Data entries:

PR #22, opened 2019-01-27
Postbuild command for Hazel project modified

Husamdababneh:
this will ensure that XCOPY command will know that argument number 2  is folder not a file


Husamdababneh:
Done!!

Husamdababneh:
Just to make it clear ... Premake for some reason is removing the last slash from the destination argument (argument number 2) which windows will consider it a file not a folder ... so what i did is just making sure that Premake don't remove that slash by adding quotation marks bracing the destination

zixin96:
Would doing this make sure that VS will create a folder if it doesn't exist, and thus solving the issue of first build failure?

Work order:
Starting at the line that holds "Just to make", set down each line exactly through the last line of the records above, and no others.

Solution:
Just to make it clear ... Premake for some reason is removing the last slash from the destination argument (argument number 2) which windows will consider it a file not a folder ... so what i did is just making sure that Premake don't remove that slash by adding quotation marks bracing the destination

zixin96:
Would doing this make sure that VS will create a folder if it doesn't exist, and thus solving the issue of first build failure?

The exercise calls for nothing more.